Yesterday I thought that seeing as I'm on EHU, I'll zap something into the batteries, this morning I checked them and both full, so turned fridge to gas, then turned the power switch off which is my habit so less chance of a flat, I just went out to have a look at the burner gubbins, and being safety conscious felt for heat around the burner, hmm, stone cold WTF, Hmm why no clicking from the ignition, went inside to check it was actually still turned to gas, yup, no flashing light, Hmm, try hob, got gas, won't light, Hmm why no clicking again, ah penny drops, YTF turn switch on and we have clicking again so back to square one again fridge re-lit. 

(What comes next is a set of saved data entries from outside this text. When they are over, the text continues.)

PR #3358, opened 2024-02-09
test_dtype now pass for Python backend

terafo:
It also fixed some issues with test_ops, but not all of them. Will investigate test_ops now.


tinygrad/runtime/ops_python.py
```diff
@@ -120,7 +120,10 @@ def __call__(self, *bufs, global_size:Tuple[int,int,int]=(1,1,1), local_size:Tup
             ul[i] = inp
           else:
             # TODO: add real cast
-            if dtypes.is_int(dtype):
+            if isinstance(arg, tuple) and arg[1] or (dtypes.is_int(dtype) and dtypes.is_int(dtp[0]) and dtype.itemsize == dtp[0].itemsize):
```
geohot, line 123: What is this second part of this if clause with the ints?

terafo: Bitcasting between int and uint of the same size.

geohot: Huh? If it's bitcast, wouldn't the first clause get it?

tinygrad/runtime/ops_python.py
```diff
@@ -73,7 +73,7 @@ def __call__(self, *bufs, global_size:Tuple[int,int,int]=(1,1,1), local_size:Tup
                 _store(m, ox*4 + oy*dtp[0].shape[1]*4 + j, v)
           elif dtp[2].sz > 1:
             for j,val in enumerate(inp[2]):
-              for m,o,v in zip(inp[0], inp[1], val): _store(m, o+j, v)
+              for m,o,v in zip(inp[0], inp[1], val if type(val) is list else inp[2]): _store(m, o+j, v)
```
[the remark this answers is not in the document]
terafo: Because inp[2] can be just a single float4 vector, which is basically just the same list of values that gets handled in the next elif statement, just labeled with different datatype. Here that case gets handled.

tinygrad/runtime/ops_python.py
terafo: Casting between int and uint and back in C has the same behavior as bitcasting, but isn't considered bitcasting, thus first part of clause doesn't get it. But doing proper cast would be better for sure.

tinygrad/runtime/ops_python.py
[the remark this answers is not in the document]
geohot: See what davidgonmar said about it in discord in #general

geohot:
Closing this. Been draft for a while, I don't think that "fix" is right

PR #3359, opened 2024-02-09
Add perfetto profiler to HIP

geohot:


geohot:
@nimlgen Here's a start on this for HIP, going to close because adding the profiling makes HIP way slower, but hopefully this isn't true for HSA. Maybe the perfetto output code is useful.

PR #3360, opened 2024-02-09
IS-Net (inference) example

zku:
IS-Net picture background removal from https://github.com/xuebinqin/DIS implemented in tinygrad (for inference only). Unfortunately still has 2 torch dependencies (interpolate/upsample, normalize).

Fetches model from https://huggingface.co/briaai/RMBG-1.4, but the original one hosted on Drive by https://github.com/xuebinqin/DIS works interchangeably.


geohot:
We aren't really looking to merge more examples, but thanks for using tinygrad!

PR #3361, opened 2024-02-09
MLPerf Resnet

chaosagent:
~~Trains to 71.86% in 45 epochs (14.2 hrs): https://wandb.ai/chaosagent/tinygrad-examples_mlperf/reports/stoic-silence--Vmlldzo2Nzg0MzIx~~

Trains to 75.9% in 43 epochs (<14 hrs): https://wandb.ai/chaosagent/tinygrad-examples_mlperf/runs/bfn1jsys/workspace?workspace=user-chaosagent

parts of data augmentation and some other stuff taken from @ojaffe https://github.com/tinygrad/tinygrad/pull/1404

Hacks in current implementation:

- [ ] unsyncbatchnorm in resnet.py is ugly
- [ ] maybe LARS should go in extra/ instead of optim.py?
- [ ] checkpointing code is ugly
- [x] eval is done with train = true to use the same jitted forward_step, so the batchnorm normalizer statistics are more noisy. also need to shuffle eval set to get good BN statistics
- [ ] top5 accuracy calculated in numpy (is there a good way in tinygrad?)
- [ ] LR scheduler get_lr() always returns fp32, disregarding default_float. gives default_float to optimizer though
- [x] split forward and backward step jits wastes memory -- with unified, the intermediates are freed inside jit, with split, intermediates are kept around forever

Things that need to be done:
- [x] use HeNormal initialization in Conv2d
- [x] Normal / zeros init for Linear
- [ ] gradient accumulation to help copy hparams
- [ ] pool of JIT-internal buffers, so that multiple jit functions can share the same buffers (get rid of split fw and bw jits and fix tensor.train in eval)
- [ ] make BEAM not allocate buffers when results are already cached
- [ ] FP16
- [ ] automatic nan-detecting LR scaler for FP16
- [ ] hparam sweep
- [ ] limit group buffers even more in beam for HIP, these compiler crashes crash the entire python process, and beam can't continue after that (i think python multiprocessing has a process replacement mechanism we can use though)
- [ ] investigate optimizer backwards passes
- [x] restore rng state after checkpoint
- [ ] pad or fill last batch instead of dropping it
- [ ] sync weights for unsyncbatchnorm
- [ ] wait for HSA to have fast multigpu ;)
- [ ] wait for ring-all-reduce ;)

Things I saw along the way:

- GPUS=2 is basically free, GPUS=6 is fully python-bound, somewhat n^2 scaling
- kernels are queued one gpu at a time, wasting time.
- when restoring from ckpt, beam takes more memory, since on fresh lazy initialization most of the beams run when buffers are not yet realized (maybe we can steal buffers from other places for the read-only ones? lol)
- ##3343 might be a "soft oom" where if you fill gpu memory too much, something internal to hip (or internal to us) doesn't check allocation succeeds and crashes, or something like that. We should consider a `MLIMIT` env var that OOMs inside our own allocator at some soft limit to prevent this, and also prevent OOMs from crashing desktop sessions ;)
- can't change poweroverdrive on tiny9
- tinybox (tiny9) is unstable
  - `HW Exception by GPU node-4 (Agent handle: 0x562a0ae767c0) reason :GPU Hang` after around 12 hours, sporadically
  - RuntimeError: HIP Error 101, invalid device ordinal cf #3440?
  - `Expected integer value from monitor, but got ""`
- conv kernels get only 20TFlops fp32, can be significantly improved with search

 ```
- bs=104
  - gpus=1:
    - 338.52 ms run
    - 5.95fw    4.35bw ms python
    - 321.81 ms CL,   6.40 ms fetch data,  6.99 loss, 0.00 acc, 0.000305 LR, 22.59 GB used,   7628.71 GFLOPS
  - gpus=4:
    - 388.30 ms run
    - 10.49fw  144.14bw ms python
    - 217.95 ms CL,  15.73 ms fetch data,  3.01 loss, 0.05 acc, 0.318207 LR, 91.62 GB used,  26662.02 GFLOPS                 
  - gpus=5:
    - 424.80 ms run
    - 16.23fw  273.14bw ms python
    - 115.39 ms CL,  20.03 ms fetch data,  3.05 loss, 0.05 acc, 0.195437 LR, 114.66 GB used,  30491.95 GFLOPS                
  - gpus=6: (i don't think i picked the best step for this one)
    - 485.21 ms run
    - 22.90fw  431.69bw ms python
    - 3.28 ms CL,  27.33 ms fetch data,  3.04 loss, 0.06 acc, 0.434845 LR, 137.78 GB used,  32062.92 GFLOPS                
```

potential speedup breakdown:
- (1.25, 1.5)x better search (MCTS?)
- 1.5x FP16
- ~1.25x HSA + better multigpu
- ???

### DIFF
--- a/tinygrad/tensor.py
+++ b/tinygrad/tensor.py
@@ -129,7 +129,8 @@ class Tensor:
     if DEBUG >= 4: print(f"assign {self.lazydata} <- {x.lazydata}")
     if self.dtype == x.dtype and not getenv("DISALLOW_ASSIGN"):
       if isinstance(self.lazydata, MultiLazyBuffer):
-        for d,s in zip(x.lazydata.lbs, self.lazydata.lbs): d.output_buffer = s.base.realized
+        if self.lazydata.axis == x.lazydata.axis:
+          for d,s in zip(x.lazydata.lbs, self.lazydata.lbs): d.output_buffer = s.base.realized
       else:
         if self.lazydata.base.realized is not None: x.lazydata.output_buffer = self.lazydata.base.realized
     self.lazydata = x.lazydata
--- a/tinygrad/tensor.py
+++ b/tinygrad/tensor.py
@@ -897,11 +897,12 @@ class Tensor:
     y = (self - self.mean(axis, keepdim=True))
     return y.mul((y*y).mean(axis, keepdim=True).add(eps).rsqrt())
 
-  def batchnorm(self, weight:Optional[Tensor], bias:Optional[Tensor], mean:Tensor, invstd:Tensor) -> Tensor:
-    shape = (1, -1) + (1,) * (self.ndim-2)
+  def batchnorm(self, weight:Optional[Tensor], bias:Optional[Tensor], mean:Tensor, invstd:Tensor, axis=1) -> Tensor:
+    shape = self.shape[:axis-1] + tuple(1 if ax != axis else -1 for ax in range(axis-1,self.ndim))
     x = self - mean.reshape(shape)
-    if weight: x = x * weight.reshape(shape)
-    ret = x.mul(invstd.reshape(shape) if len(invstd.shape) == 1 else invstd)
+    if weight:
+      x = x * weight.reshape(shape)
+    ret = x.mul(invstd.reshape(shape) if len(invstd.shape) == axis else invstd)
     return (ret + bias.reshape(shape)) if bias else ret
 
   def dropout(self, p=0.5) -> Tensor:
--- a/tinygrad/tensor.py
+++ b/tinygrad/tensor.py
@@ -925,12 +925,12 @@ class Tensor:
   def binary_crossentropy_logits(self, y:Tensor) -> Tensor:
     return (self.maximum(0) - y * self + (1 + self.abs().neg().exp()).log()).mean()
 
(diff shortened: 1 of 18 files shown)

### CODE REVIEW

**Comment by wozeparrot** [comment]
LARS could be done like how LAMB is done, with Adam and LAMB having the same implementation just Adam has the trust factor set to 1 always.

File: tinygrad/tensor.py [hunk 1]
```diff
@@ -925,12 +925,12 @@ def binary_crossentropy(self, y:Tensor) -> Tensor:
   def binary_crossentropy_logits(self, y:Tensor) -> Tensor:
     return (self.maximum(0) - y * self + (1 + self.abs().neg().exp()).log()).mean()
 
-  def sparse_categorical_crossentropy(self, Y:Tensor, ignore_index=-1) -> Tensor:
+  def sparse_categorical_crossentropy(self, Y:Tensor, ignore_index=-1, label_smoothing=0) -> Tensor:
```
geohot, line 928: This option needs a test

geohot:
It's crazy how close the train and test accuracy are staying. I would expect train to be higher.

Do we have a reference MLPerf run to compare this to?

geohot:
Closing (superseded by #3573)

PR #3362, opened 2024-02-10
linearizer: fix up edge case bugs in UNROLL opt

flammit:
Fully UNROLLing the first_reduce should not change the number of local_dims.

Fully UNROLLing a GROUP dim should reduce the number of group_for_reduces by one.

Also changed group_for_reduces to be a count as the axis number isn't used anywhere (they are always the first reduce dims).

For testing ran: `PYTHONPATH=. METAL=1 FUZZ_BEAM=1 FUZZ_N=64 DEPTH=2 python3 ./test/external/fuzz_linearizer.py` and no failures except for the expected compare failures with large half accs and GROUP.

### DIFF
--- a/test/test_linearizer.py
+++ b/test/test_linearizer.py
@@ -383,7 +383,7 @@ class TestHandCodedOpts(unittest.TestCase):
     k = Linearizer(s.ast)
     k.hand_coded_optimizations()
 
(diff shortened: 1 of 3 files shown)


geohot:
Sweet!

I need a bloody holiday, need a working fridge for that, Liz will not go without one, I'm not fussed, getting fresh food each day is fine with me.

Watch this space>>>>


----------



## Cherekee (May 1, 2005)

If your temp got down to -19 overnight then the refrigeration system is working and the "ammonia" will be doing its thing. It will be as suggested either the burner worn out (which they do) or a restriction of some sort. When the gas jet is operating as it should it will sound like the burners on your hob. Small jet engine and have clear blue ish pointed cone jets. If they are yellowish then faulty flow or jets.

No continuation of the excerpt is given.